Another cousin up the back road, Brigid, had received a card too.
Over the last year, I see Martin most days on the road walking out to his aunt’s grave in Conwal.
I see him when I’m in the van. Both journeys pass by the old family gatehouse on the Conwal side of Ballymacool lawn which is now derelict.
Our great grandparents lived in that wee house and raised a big family in what we called the outer lodge.
John was the gardener and his family all did gatekeepers duty in the era when the Boyd family owned Ballymacool house.
Part of the lawns that our great grandfather looked after are now part of the Ballymacool Town Park.

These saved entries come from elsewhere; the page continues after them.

PR #132, opened 2024-02-17
[postgres] Add `ColumnToField` function

nathan-artie:


lib/postgres/debezium/fields.go
```diff
@@ -52,28 +52,31 @@ func (f *Fields) GetDataType(fieldName string) schema.DataType {
 	return dataType
 }
 
-func (f *Fields) AddField(colName string, dataType schema.DataType, opts *schema.Opts) {
-	res := ToDebeziumType(dataType)
+func ColumnToField(col schema.Column) debezium.Field {
```
nathan-artie, line 55: Will move this somewhere else later but putting it here for now so the diff is easier to see.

Martin was a regular sight leaving the home on Daly Terrace, heading over the town pushing his aunt Rosaleen in her wheelchair as he went to do a bit of shopping in Dunne’s Stores.
Now, on most days, Martin turns right and takes the long walk out Ballymacool heading past the outer gate lodge on his way to Conwal Graveyard to visit his mother and her sister’s graves.
Rosaleen in her wheelchair always reminds me of my own childhood memories of Granny Coyle, also wheelchair bound, in the sitting room of what is my workplace now.
The two envelopes arriving in the door – one very official and formal making it legal for you to be one the road and the other very personal reminding you of your bigger family circle still living around you.
On the Thursday night before at St Eunan’s Cathedral it was the anniversary mass for Shaun.
Celebrated by Fr. Kalameera, it was a time to reflect on how fast time moves on as we carry our memories on in our everyday life.
Thinking of Shaun and Rosaleen and both their families on the first anniversary of their passing.